Aaron Childs is an Associate Professor in the Department of Mathematics & Statistics at McMaster University. His primary research focuses on probability theory, statistical inference, and the application of order statistics to outlier accommodation and classical inference problems. His work includes developing methods for hypothesis testing using order statistics and inverse sampling, as well as creating Maple-based computational tools for statistical analysis. Childs has contributed to waiting time problem solutions using uniform random variables and generating functions. He has also engaged in consulting projects, such as analyzing virus-respiratory disease data through time series analysis. His academic roles include teaching courses like Calculus for Science, Engineering Mathematics, and Statistical Methods for Science. His scholarly output includes over 50 publications in journals such as Statistics , Computational Statistics and Data Analysis , and Methodology and Computing in Applied Probability . Key themes in his work include censored data analysis, robust statistical methods, and algorithmic approaches to statistical problems.

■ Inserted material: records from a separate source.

PR #246, opened 2023-03-29
CMake updates; flush with upstream

mauneyc-LANL:
## PR Summary
Update 20230727:

CI is passing on all systems. I did need to update the CI yamls to point to `main` branches of upstream `spiner`, so there needs to be some synchronization on versions, versions listed in spackages, spackage files in the repo folder, and versions in the CI to get everything to line up.

@jonahm-LANL @jhp-lanl @dholladay00 I've re-written the building docs with some expanded information. No doubt more can be put there, but what's there should cover everything. Reused some of the old documentation, as well, though a bit of it was out-of-date. If you feel there should be some more info there, let me know.

@rbberger I made some changes in the spackage file to reflect changes made elsewhere. I also put in some `TODO` comments on a few things that arn't required, but may be useful to look over. 

Update 20230627:

- [x] Requires https://github.com/lanl/spiner/pull/71 to be accepted before merge

Update 20230623:

Several changes have been done.

1. Moved to bifurcated "submodule mode/standalone mode" for building. This should make it easier to maintain. In submodule mode, install/export steps are disabled.
2. Options compacted using `cmake_dependent_option`, which simplifies the required cmake invokes. Further, a `CMakePresets.json` file has been mocked-up to provide common configuration options when building. (see about `README.build.md` for more details)
3. Updated the `ports-of-call` and `spiner` submodules to latest versions. _These should get proper releases before merging this PR so that the submodules can be correctly pinned_. As of writting I'm trying to mangle the submodules to correctly work on the github CI, if you spot how my bumbling can be improved, let me know.
4. Some code changes necessary for `spiner`-related code due to the templating of `Spiner::DataBox`. There may be a cleaner approach to this so I'm open to suggestions; however, the change was simple (if verbose).
5. Clarifying `spiner`/`hdf5` dependency in the code defines; I've replaced the checks on `SPINER_USE_HDF` with the more descriptive `SINGULARITY_USE_SPINER_WITH_HDF5` define.
6. I'm drafting a build doc `README.build.md` with instructions for building in various contexts. Feel free to provide suggestions.
7. some `package.py` changes to reflect changes in build setup, and CI adjustments

### `spiner`, HDF5 clarity

As of writting, there is still a lot of `HDF5` code in `eos_spiner`,`eos_stellarcollapse` that is distinct (at least on glancing) from `spiner`. I haven't disentangled it enough for us to have a possible "HDF5-less" form of `spiner` in `singularity-eos`. There may be some parallel work needed in `spiner` itself, but right now I'm focused on getting everything for a stable release. Right now it's possible to tell `singularity-eos` to build with spiner but without HDF5, but the effect is just to disable `eos_spiner`, so it's not ideal.

### Status

I'm currently assessing where things stand in terms of completeness. Most of what I wanted done is complete but there are some loose ends to tie up (finishing docs, making sure spack is in-line, cleaning up some hacks). I'm able to build and test in all environments expected to be run on, but I still need to demonstrate this on the CI.

==/Update 

This is an update to streamline the CMake build and bring in changes from upstream codes.

- removed generic dependency handling into `ad-hoc` scripts, now more readable and flexible for particular packages
- better HDF5 handling
- Code cleanup; some re-ordering and formatting is done along with other changes

## PR Checklist

- [ ] Ensure minimal disruption to downstream projects
- [ ] Sort out any hdf5+spiner issues
- [ ] Document + readable diagnostics
- [ ] Prune the cmake for out-dated, redundant, or unnecessary code
- [ ] Ensure `install` stage is correct with changes 


mauneyc-LANL:
@dholladay00 @Yurlungur This is ongoing, but hopefully what remains is straightforward.

@rbberger I haven't given much thought to any spack/CI changes with these. I anticipate it to be minimal, but will ping you if any major issues arise

CMakeLists.txt
```diff
@@ -12,7 +12,7 @@
 # publicly and display publicly, and to permit others to do so.
 #------------------------------------------------------------------------------#
 
-cmake_minimum_required(VERSION 3.14)
+cmake_minimum_required(VERSION 3.20)
```
Yurlungur, line 15: Do we need to up the cmake version number? Care should go into this, as I've noticed that some LANL machines are stuck on cmake < 3.20

CMakeLists.txt
```diff
@@ -45,38 +40,43 @@ option (SINGULARITY_BUILD_STELLARCOLLAPSE2SPINER "Compile stellarcollapse2spiner
...
+#option (SINGULARITY_PATCH_MPARK_VARIANT "Apply GPU patch to mpark-variant submodule" ON)
 
 # Patches variant to be compatible with cuda
 # Assumes "patch" is present on system
-if(SINGULARITY_PATCH_MPARK_VARIANT)
-  message(STATUS "Patching mpark::variant to support GPUs")
-  execute_process(COMMAND patch -N -s -V never
-                  ${CMAKE_CURRENT_SOURCE_DIR}/utils/variant/include/mpark/variant.hpp
-                  ${CMAKE_CURRENT_SOURCE_DIR}/utils/cuda_compatibility.patch
-                  )
```
Yurlungur, line 64: is this happening elsewhere now?

CMakeLists.txt
```diff
@@ -154,28 +154,38 @@ endif()
...
 
 #------------------------------------------------------------------------------#
 # Handle dependencies
 #------------------------------------------------------------------------------#
 
+find_package(mpark_variant REQUIRED)
+target_link_libraries(singularity-eos PUBLIC mpark_variant)
+
+find_package(ports-of-call REQUIRED)
+target_link_libraries(singularity-eos PUBLIC ports-of-call::ports-of-call)
```
Yurlungur, line 183: target guards?

cmake/singularity/Eigen3.cmake
```diff
@@ -0,0 +1,5 @@
+macro(singularityeos_enable_eigen3 target)
+  find_package(Eigen3 REQUIRED)
+  target_link_libraries(${target} PUBLIC Eigen3::Eigen)
+  set(SINGULARITY_EOS_ENABLE_MPARK-VARIANT ON)
+endmacro()
```
Yurlungur, line 5: I'm fine either way, but I'm curious: why a per-file macro here rather than just doing this stuff inline? Just easier from an organization/readability perspective?

cmake/singularity/hdf5.cmake
```diff
@@ -0,0 +1,28 @@
...
+  find_package(HDF5 COMPONENTS HL REQUIRED)
+
+
+  target_include_directories(${target} SYSTEM PUBLIC ${HDF5_INCLUDE_DIRS})
+  target_link_libraries(${target} PUBLIC ${HDF5_LIBRARIES})
+
+  if(HDF5_IS_PARALLEL)
+    find_package(MPI COMPONENTS CXX REQUIRED)
+    target_link_libraries(${target} PUBLIC MPI::MPI_CXX)
+  endif()
```
Yurlungur, line 22: I can imagine this being a little finicky: If a user has both parallel and serial MPI installed and wants to specify one or the other... is that on us?

cmake/singularity/kokkos.cmake
```diff
@@ -0,0 +1,87 @@
+macro(singularity_enable_kokkos target)
+
+  if(SINGULARITY_CUSTOM_KOKKOS)
+    message(WARNING "You have selected to use a custom source of Kokkos."
+    " This is not recommended, and developer support for this feature is not secured."
+    " To relieve potential issues in the future, you should reevaluate how your build system uses TPLs.")
```
Yurlungur, line 6: I think this last line of the warning is probably not necessary

cmake/singularity/Eigen3.cmake
```diff
@@ -0,0 +1,5 @@
+macro(singularityeos_enable_eigen3 target)
+  find_package(Eigen3 REQUIRED)
```
Yurlungur, line 2: should have a target guard

cmake/singularity/eospac.cmake
```diff
@@ -0,0 +1,10 @@
+macro(singularity_enable_eospac target)
+  find_package(EOSPAC REQUIRED)
```
Yurlungur, line 2: target guard

cmake/singularity/hdf5.cmake
```diff
@@ -0,0 +1,28 @@
+macro(singularity_enable_hdf5 target)
+  # CMake's FindHDF5 package ignores any path in CMAKE_PREFIX_PATH that
```
Yurlungur, line 2: HDF5 should probably have a target guard

cmake/singularity/mpark_variant.cmake
```diff
@@ -0,0 +1,6 @@
+macro(singularity_enable_mpark_variant target)
+  
+  find_package(mpark_variant REQUIRED)
```
Yurlungur, line 3: target guard. Also what about the patch?

Yurlungur (commented):
This all seems pretty reasonable. Some nitpicks below. Mainly want to make sure everything is behind a target guard, so that everything still works for the downstream codes doing submodules. Also when you're ready I'd like to test that build path and add some docs for it.

rbberger (approved):
Overall all looks good to me. We use a similar macro scheme for FleCSI, so I see it as a bonus that this seems to be converging into the same direction. As for the CMake version, even EAP requires 3.20, so I'd support that change.

mauneyc-LANL:
@Yurlungur @dholladay00 some proposed updates:

I am working on a setup with the following constraints:

```
# There are two modes for building:
# 1.) Submodule mode
#     this mode is for projects where singularity-eos,
#     and it's dependencies, are present in the source tree. 
#     This mode is only appropriate for projects that have been
#     designed around using git submodules for dependency
#     management.
#     Submodule mode disables all export/install steps.
# 2.) Standalone mode
#     this mode will build and install singularity-eos as
#     as a complete software package for the intended platform. 
#     In standalone mode, all dependencies are expected to be 
#     found with `find_package`, and an error will be produced 
#     if the packages required for building are not located outside
#     of the source directory, except for explicit cases.
```

Long story short: Dependencies (save for explicit cases) are either *all* managed in submodules or *all* resolved with `find_package()`. This means a few changes that could be debatable:

- There is no "mix-and-match" capabilities. This is (mostly) possible with the current CMake but: a.) it's almost never used in the "mixed" case and b.) it has made maintaining everything overly-complicated.
- `kokkos-kernels` is back as a submodule. This is in-line with the "all-one-or-the-other" approach.
- The "target-guards" on `find_package()` are no longer applicable - the build with either define a target, or find it will find a target.

There are other "in-flight" updates that deserve some attention, but I wanted to start discussion on this sooner rather than later. 

Keep in mind I still consider this "WIP", so there is still plenty to be done/decided.

jhp-lanl:
>     * There is no "mix-and-match" capabilities. This is (mostly) possible with the current CMake but: a.) it's almost never used in the "mixed" case and b.) it has made maintaining everything overly-complicated.

How does this impact building with EOSPAC?

cmake/singularity/kokkos.cmake
```diff
@@ -0,0 +1,112 @@
+macro(singularity_import_kokkos)
+  
+  set(Kokkos_ENABLE_SERIAL ON CACHE BOOL "" FORCE)
+  if(SINGULARITY_USE_CUDA)
+    set(Kokkos_ENABLE_CUDA ON CACHE BOOL "" FORCE)
+    set(Kokkos_ENABLE_CUDA_LAMBDA ON CACHE BOOL "" FORCE)
+    set(Kokkos_ENABLE_CUDA_RELOCATABLE_DEVICE_CODE ON CACHE BOOL "" FORCE)
```
dholladay00, line 7: We should definitely remove this. We no longer require rdc.

mauneyc-LANL: Clarification: remove _just_ `RELOCATABLE`, or remove all but `Kokkos_ENABLE_CUDA`, or remove all these cache options entirely?

mauneyc-LANL: done

Yurlungur:
Big picture I am supportive of a simpler single switch with no mix-and-match. A few questions/comments:

> kokkos-kernels is back as a submodule. This is in-line with the "all-one-or-the-other" approach.

Do you plan to add submodules back into the project? Or would a person using submodule mode have to add them to the parent project?

> The "target-guards" on find_package() are no longer applicable - the build with either define a target, or find it will find a target.

IMO target guards should still be on the find package targets that may be needed for submodule mode, e.g., hdf5 and eospac. I don't trust the cmake find package machinery to do this correctly on its own.

mauneyc-LANL:
> @mauneyc-LANL looking at just the HDF5 change, I'm a bit confused why you aren't using the `hdf5::hdf5` and `hdf5::hdf5_hl` targets. Also, why is the error logic necessary, if you have `REQUIRED` components. Does it fall through and not error out? Who can define `HDF5_LIBRARIES` before (why isn't it a check for the targets)?
> 
> Btw, I noticed both `SPINER_USE_HDF` and `SPINER_USE_HDF5` defines. Do the both exist? (And if so, should they?)

In reverse, I'm still working on the `SPINER_USE_` changes. There is a few source changes that need to be worked on - it's on the list.

For HDF5, using the `hdf5::` targets has been tried before, but there were issues downstream. This could've been

1. the `hdf5::` targets may not be defined downstream. HDF5 handeling has been through a lot of different stages over the last few years and only somewhat recently have `FindHDF5.cmake` / `hdf5-config.cmake` defined these. When I first introduced this into the cmake, some users suddenly couldn't build. I would *like* to pin to a hdf5 version, but there are others that need to be involved in that conversation.
2. The error logic is due to debugging some CMake. Before, `HDF5_INCLUDE_DIRS` was filled in by `find_path`, and this would cause `find_package` to not bail on modifying it (either due to an explicit check, or by poping a stack of scoped vars, or something else), leading to lots of `_NOTFOUND` warnings/errors. I have left the logic in as a sanity check, but it strictly doesn't need to be there.
3. Check for targets, see (1.)

singularity-eos/eos/eos_base.hpp
```diff
@@ -21,6 +21,15 @@
 #include <ports-of-call/portability.hpp>
 #include <ports-of-call/portable_errors.hpp>
 
+#ifdef SINGULARITY_USE_SPINER_WITH_HDF5
+#include <spiner/databox.hpp>
+namespace singularity {
+
+using DataBox = Spiner::DataBox<Real, std::true_type>;
```
Yurlungur, line 28: You shouldn't use `std::true_type` here. That's a SFINAE parameter. Let it resolve to the default value.

Yurlungur: Also it's probably better to put this type alias inside each relevant EOS class, as when @dholladay00 and I are done iwth hierarchical grids, the different EOS's might have different template parameters in their databoxes.

mauneyc-LANL: I needed explicit `true_type` for some errors before you updated `spiner` with the template parameters fixes. These are now removed.

`DataBox` is now scoped to the class, save for the tests where they are declared at file-scope (in `profile_eos/eospac.cpp`).

cmake/singularity-eos/kokkos.cmake
```diff
@@ -0,0 +1,111 @@
...
+macro(singularity_find_kokkoskernels)
+  find_package(KokkosKernels REQUIRED)
+endmacro()
+
+macro(singularity_enable_kokkoskernels target)
+  target_compile_definitions(${target} PUBLIC SINGULARITY_USE_KOKKOSKERNELS)
+  target_link_libraries(${target} PUBLIC Kokkos::kokkoskernels)
+endmacro()
+
+macro(_singularity_handle_custom_kokkos_tpl)
```
Yurlungur, line 68: What does this machinery do?

cmake/singularity-eos/spiner.cmake
```diff
@@ -0,0 +1,46 @@
...
+        CACHE BOOL "" FORCE)
+  endif()
+endmacro()
+
+macro(singularity_import_spiner)
+  if(NOT TARGET spiner::spiner)
+    _singularity_set_spiner_opt(SINGULARITY_USE_SPINER_WITH_HDF5 SPINER_USE_HDF)
+    # TODO I dunno if these are used
+    _singularity_set_spiner_opt(SINGULARITY_USE_KOKKOS SPINER_USE_KOKKOS)
+    _singularity_set_spiner_opt(SINGULARITY_USE_CUDA SPINER_USE_CUDA)
```
Yurlungur, line 14: They aren't used anymore. It's all passed through ports of call.

cmake/singularity-eos/ports-of-call.cmake
```diff
@@ -0,0 +1,13 @@
+macro(singularity_import_ports_of_call)
```
Yurlungur, line 1: Portability strategy: is it set by the host code in submodule mode and at install time for ports-of-call otherwise?

doc/sphinx/src/building.rst
```diff
@@ -1,23 +1,662 @@
-.. _building:
+Overview
+========
 
-Building Singularity-EOS
-=========================
+The ``singularity-eos`` build system is designed with two goals in mind
```
Yurlungur, line 4: somewhere in here we might want to say something about portability strategy through ports of call... even if we just link to ports of call documentation.

singularity-eos/eos/eos_base.hpp
```diff
@@ -21,6 +21,16 @@
...
 
+#if 0
+//#ifdef SINGULARITY_USE_SPINER_WITH_HDF5
+#include <spiner/databox.hpp>
+namespace singularity {
+
+using DataBox = Spiner::DataBox<Real, std::true_type>;
+
+} // namespace singularity
+#endif // SINGULARITY_USE_SPINER_WITH_HDF5
```
Yurlungur, line 32:
```suggestion
#endif // 0
```

singularity-eos/eos/eos_base.hpp
Yurlungur: :+1: perfect.

spack-repo/packages/singularity-eos/package.py
```diff
@@ -60,12 +66,32 @@ class SingularityEos(CMakePackage, CudaPackage):
...
+    depends_on("ports-of-call@1.5.1:", when="@1.7.1:") #TODO make sure version is correct
+    # request the HEAD of the main branch 
+    depends_on("ports-of-call@main", when="@main")
+
+    # spiner for sp5 table reading
+    # TODO: the `+kokkos` variant of spiner is not 
+    # operative (all `kokkos` code moved to `ports-of-call`).
+    # Should make a plan to restrict this variant to 
+    # older `spiner` versions
+    # (although having it is harmless)
```
Yurlungur, line 87: :+1: good catch

Yurlungur (approved):
Thanks for this---this was a big effort and a significant rewrite of the build system. I have to admit, I like the simpler cleaner build system that results from this PR.

Some nitpicks below, but I'm willing to be pushed back on them. None of them are blocking.

Yurlungur:
@dholladay00 please take a look at this when you have the chance. I'd like your eyes on it before we merge.

CMakeLists.txt
```diff
@@ -1,187 +1,311 @@
...
+option(SINGULARITY_USE_EOSPAC "Pull in eospac" OFF)
+
+cmake_dependent_option(SINGULARITY_USE_CUDA "Use CUDA backend of Kokkos" ON
+                       "SINGULARITY_USE_KOKKOS" OFF)
+cmake_dependent_option(
+  SINGULARITY_USE_KOKKOSKERNELS "Use KokkosKernels for LA routines" ON
+  "SINGULARITY_USE_KOKKOS" OFF)
+cmake_dependent_option(
+  SINGULARITY_BUILD_CLOSURE "Mixed Cell Closure" ON
+  "SINGULARITY_USE_KOKKOSKERNELS;SINGULARITY_USE_KOKKOS" OFF)
```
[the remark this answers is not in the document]
jhp-lanl: I think for future SAP work we'll want mixed cell closures (for hybrid EOS) but definitely _without_ the Kokkos/Kokkos Kernels dependency.

The main thing is that if you have closures on, you need some sort of linear solver compatible with the chosen portability strategy; you need Kokkos Kernels for Kokkos and you need Eigen for a `None` portability strategy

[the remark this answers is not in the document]
Yurlungur: Now that I think about it---where do the kokkos and cuda flags appear anymore? Since ports-of-call handles the portability strategy, is importing kokkos kernels the only place? There might be some opportunity for simplification there.

Regarding mixed cell closures without kokkos kernels, on GPU, that is currently hard to achieve because closures require an arbitrarily sized linear solver. I was imagining that on a first pass for the hybrid EOS, we would do a closure by hand which didn't require an arbitrarily sized matrix solve?

singularity-eos/eos/eos_base.hpp
dholladay00: ?

CMakeLists.txt
```diff
@@ -1,187 +1,311 @@
...
+# version 3.19 is available on all testing platforms
+cmake_minimum_required(VERSION 3.19)
+
+# Disable "in-source" builds
+if("${CMAKE_SOURCE_DIR}" STREQUAL "${CMAKE_BINARY_DIR}")
+  message(
+    FATAL_ERROR
+      "ERROR: Will not configure \"in-source\" builds. Create a seperate directory for building"
+  )
+endif()
```
dholladay00, line 25: This is a good addition. It prevents contaminating the source tree with a bunch of files.

CMakeLists.txt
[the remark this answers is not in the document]
dholladay00: The kokkos flags live here https://github.com/lanl/singularity-eos/blob/main/cmake/submodule_configs.cmake @Yurlungur. 

Other question, does this disable the ability to use Eigen for the solve @mauneyc-LANL ?

CMakeLists.txt
```diff
@@ -1,187 +1,311 @@
...
+option(SINGULARITY_BUILD_PYTHON "Compile Python bindings" OFF)
+option(SINGULARITY_BUILD_EXAMPLES "Compile examples" OFF)
+cmake_dependent_option(
+  SINGULARITY_BUILD_SESAME2SPINER
+  "Compile sesame2spiner"
+  ON
+  "SINGULARITY_USE_SPINER;SINGULARITY_USE_SPINER_WITH_HDF5;SINGULARITY_USE_EOSPAC"
+  OFF)
+cmake_dependent_option(
+  SINGUALRITY_BUILD_STELLARCOLLAPSE2SPINER "Compiler stellarcollapse2spiner" ON
```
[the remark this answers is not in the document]
dholladay00: I think this should be independently disable-able.

CMakeLists.txt
```diff
@@ -1,187 +1,311 @@
...
+  "SINGULARITY_BUILD_TESTS;SINGULARITY_BUILD_SESAME2SPINER" OFF)
+cmake_dependent_option(
+  SINGULARITY_TEST_STELLAR_COLLAPSE "Test stellar collapse table readers" ON
+  "SINGULARITY_BUILD_TESTS;SINGULARITY_BUILD_STELLARCOLLAPSE2SPINER" OFF)
+cmake_dependent_option(SINGULARITY_TEST_PYTHON "Test the Python bindings" ON
+                       "SINGULARITY_BUILD_TESTS;SINGULARITY_BUILD_PYTHON" OFF)
+
+# modify flags options
+option(SINGULARITY_BETTER_DEBUG_FLAGS "Better debug flags for singularity" ON)
+option(SINGULARITY_HIDE_MORE_WARNINGS "hide more warnings" OFF)
```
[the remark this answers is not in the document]
dholladay00: We should remove them. Does it need to be done in this PR though @Yurlungur ?

CMakeLists.txt
```diff
@@ -1,187 +1,311 @@
...
+# out a way to do SUBMODULE_MODE (use submodules for upstream deps) but also do
+# a proper install (FORCE_ disables the install/export stages). I may come back
+# to this, but there isn't a lot of clamoring for this right now so could return
+# to it in a later PR. something like
+# cmake_dependent_option(SINGULARITY_SUBMODULE_MODE_INSTALL ...)
+
+# TODO This should depend on using offloading (`SINGULARITY_USE_CUDA` &t) Also,
+# patching in the source tree is messy, this should be done in the build dir
+option(SINGULARITY_PATCH_MPARK_VARIANT
+       "Apply GPU patch to mpark-variant submodule" ON)
```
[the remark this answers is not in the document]
dholladay00: Our patch is (and will remain) compatible with all necessary backends via preprocessor. It is able to be patched unconditionally.

CMakeLists.txt
```diff
@@ -1,187 +1,311 @@
...
   endif()
-  if(SINGULARITY_USE_EOSPAC AND SINGULARITY_BUILD_SESAME2SPINER)
-    list(APPEND _subdirs2add sesame2spiner)
+  if(SINGULARITY_USE_KOKKOS)
+    singularity_import_kokkos()
+    if(SINGULARITY_USE_KOKKOSKERNELS)
+      singularity_import_kokkoskernels()
+    endif()
+  else()
+    singularity_import_eigen()
```
dholladay00, line 262: I think the linear algebra libraries should be hidden behind a `BUILD_CLOSURE` option.

CMakeLists.txt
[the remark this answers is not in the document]
jhp-lanl: To hopefully wrap up this tangent:

> I was imagining that on a first pass for the hybrid EOS, we would do a closure by hand which didn't require an arbitrarily sized matrix solve?

Yes I agree.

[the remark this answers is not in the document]
Yurlungur: Thanks @dholladay00 yeah that's right---the flags for kokkos kernels are actually pretty extensive. 

Regarding disabling Eigen: Are there currently any use-cases where Eigen would be used? SAP? It may be that we can safely remove Eigen but if so we should be deliberate about it.

CMakeLists.txt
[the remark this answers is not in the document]
Yurlungur: I think this just changes the defaults---you can still turn it off. That said maybe the default should be off?

CMakeLists.txt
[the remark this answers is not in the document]
Yurlungur: nope I was just thinking aloud. It can be done later.

CMakeLists.txt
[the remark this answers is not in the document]
Yurlungur: Should it just always be patched then, without an option at all?

CMakeLists.txt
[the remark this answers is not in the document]
dholladay00: Eigen is used when `+closure~kokkos-kernels` in spack parlance (it may actually be `+closure~kokkos` as I'm not sure if we allow `+Eigen+kokkos`)

cmake/singularity-eos/kokkos.cmake
mauneyc-LANL: This was for a custom kokkos directory, outside of either the system or submodule. 

I'll leave it to you to decide if you want to keep it.

dholladay00: ☝️

cmake/singularity-eos/ports-of-call.cmake
mauneyc-LANL: It's set if Kokkos is enabled in either case

```cmake
if(SINGULARITY_USE_KOKKOS)
  singularity_enable_kokkos(singularity-eos)
# ...
macro(singularity_enable_kokkos target)

  target_link_libraries(${target} PUBLIC Kokkos::kokkos)

  target_compile_definitions(${target} PUBLIC PORTABILITY_STRATEGY_KOKKOS)
```
if a host code configures `singularity-eos` to use `Kokkos`, but also tries to set `PORTABILITY_STRAT_NOTKOKKOS` then there will be problems (depending on when set).

singularity-eos/eos/eos_base.hpp
mauneyc-LANL: I can do this, but if you don't want the comment then just get rid of the comment? (why `// 0`?)

cmake/singularity/hdf5.cmake
mauneyc-LANL: The `MPI` requirement is solely for `HDF5`. If the `HDF5` that is located was built with `MPI`, then we need to bring in the library, otherwise there will be build errors.

cmake/singularity/Eigen3.cmake
mauneyc-LANL: Just makes it easier to manage. Some packages require a lot of setup/configuration so it's easier to isolate all that into a file. Ones with shorter macros could be inline, but it makes it clear where the code for doing the dependency stuff is (e.g., if something fails with `find_package`, the stack will show `cmake/singularity/<package>.cmake`).

Also, in future we can put more "package-specific" stuff here, like options or maintaining version differences.

CMakeLists.txt
mauneyc-LANL: `cmake/singularity-eos/mpark_variant.cmake`

CMakeLists.txt
```diff
@@ -1,187 +1,311 @@
...
 # publicly and display publicly, and to permit others to do so.
-#------------------------------------------------------------------------------#
-
-cmake_minimum_required(VERSION 3.14)
+# ------------------------------------------------------------------------------#
+
+# We want to stay near to latest, as more compilers and third-party libraries
+# are supported. However, uptake of new CMake releases can be slow. 20230403:
+# version 3.19 is available on all testing platforms
+cmake_minimum_required(VERSION 3.19)
```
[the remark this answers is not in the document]
mauneyc-LANL: Yes

cmake/singularity-eos/spiner.cmake
mauneyc-LANL: Commented out for now

singularity-eos/eos/eos_base.hpp
jhp-lanl: Yeah I'm a bit confused as well. I appreciate comments like this at `#endif` statements

cmake/singularity-eos/kokkos.cmake
Yurlungur: can I build the code "standalone" with the submodules again? If so the custom directory outside of the system or submodule isn't needed anymore.

singularity-eos/eos/eos_base.hpp
Yurlungur: Because this if case is a comment. If you look above, the whole block of code is commented out with `#if 0`

cmake/singularity/hdf5.cmake
Yurlungur: oh yeah I had a brain fart. I meant if the user has serial vs parallel HDF5 installed and wants to specify one or the other. I guess there's cmake flags for that right? That the user can specify?

CMakeLists.txt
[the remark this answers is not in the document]
Yurlungur: Right---I know but do we ever want that?

singularity-eos/eos/eos_base.hpp
dholladay00: I think we should remove it from the PR if it's universally removed by the preprocessor.

jhp-lanl: Ah sorry for the confusion. Yes I agree then

CMakeLists.txt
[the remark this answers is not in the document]
jhp-lanl: I don't think so...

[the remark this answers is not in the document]
Yurlungur: Probably we should keep it around until we have a little bit more clarity on what the FORTRAN codes will want. If they don't want us using Kokkos maybe we should hold on to Eigen for now (i.e., let's make sure it still works in this PR). But I think we can probably remove it in the near future as we figure out the plan for closures on device in those codes.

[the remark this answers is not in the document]
dholladay00: I could foresee @Yurlungur lamenting this decision someday b/c kokkos is easy to add for quick development but kernels is not. When future @Yurlungur is angry with this decision and out of patience b/c spack and dependencies are hard and some new machine is also hard, remember this conversation and know that my ability to sympathize with the frustration will be 0. 

That being said, I'm ok either way. If we want to allow kokkos-serial+eigen or no mixing at all, either way I am ok.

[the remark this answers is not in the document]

Steven Edward Hanna serves as Professor in the Department of Health Research Methods, Evidence, and Impact at McMaster University's Faculty of Health Sciences. His work spans multiple clinical domains with methodological expertise in biostatistics and evidence synthesis. His research focuses on musculoskeletal disorders (particularly knee osteoarthritis pain phenotyping), pediatric rehabilitation (cerebral palsy mobility trajectories), HIV disability assessment , and transplantation research . Key methodologies include latent transition analysis, systematic reviews, and knowledge translation frameworks. Recent work explores AI applications in plastic surgery complications and pandemic impacts on geriatric musculoskeletal health. His publication trends reveal strong emphasis on methodological rigor (evident in unit-of-analysis guides and Cochrane reviews) and cross-disease applications of disability measurement tools. Significant contributions include the HIV Disability Questionnaire validation and MOST cohort osteoarthritis analyses. Notable scientific engagement includes: Developing the AGREE II guideline appraisal framework Pioneering knowledge brokering trials for evidence implementation Creating reference curves for cerebral palsy mobility assessment Hanna directs biostatistics education through courses like HTHRSM 702 and supervises clinical epidemiology research. His lab focuses on longitudinal disability modeling and evidence synthesis methods across neurological, musculoskeletal, and infectious disease contexts.
Prof Austen Lamacraft is a Professor at the University of Cambridge's Cavendish Laboratory, affiliated with the Theory of Condensed Matter group in the Department of Physics. His research focuses on quantum phase transitions, magnetism in atomic gases, ultracold atoms, and nonequilibrium phenomena in quantum systems. He has contributed to understanding dynamics of impurities in one-dimensional quantum liquids, integrable systems, and the interplay between magnetism and superfluidity. His work bridges theoretical physics with cold atom experiments, exploring topics like quantum hydrodynamics, spin-orbit coupled Bose gases, and quantum noise correlations. He has also developed methods for analyzing many-body quantum systems using reinforcement learning and machine learning techniques. Research interests include: quantum phase transitions, ultracold atomic physics, integrable systems, and non-equilibrium dynamics. His studies often involve exact analytical solutions and numerical methods to model complex quantum phenomena. Key contributions include theoretical predictions of dynamical magnetism in atomic gases, analysis of impurity motion in quantum fluids, and exploration of operator spreading in noisy spin systems. His recent work addresses quantum measurement-induced phase transitions and stochastic processes in dual-unitary circuits. Lamacraft has published extensively on quantum dynamics, entropy production, and interdisciplinary applications of statistical mechanics. He collaborates with experimental groups to guide cold atom experiments and has developed tools for multimodal data integration in physics research.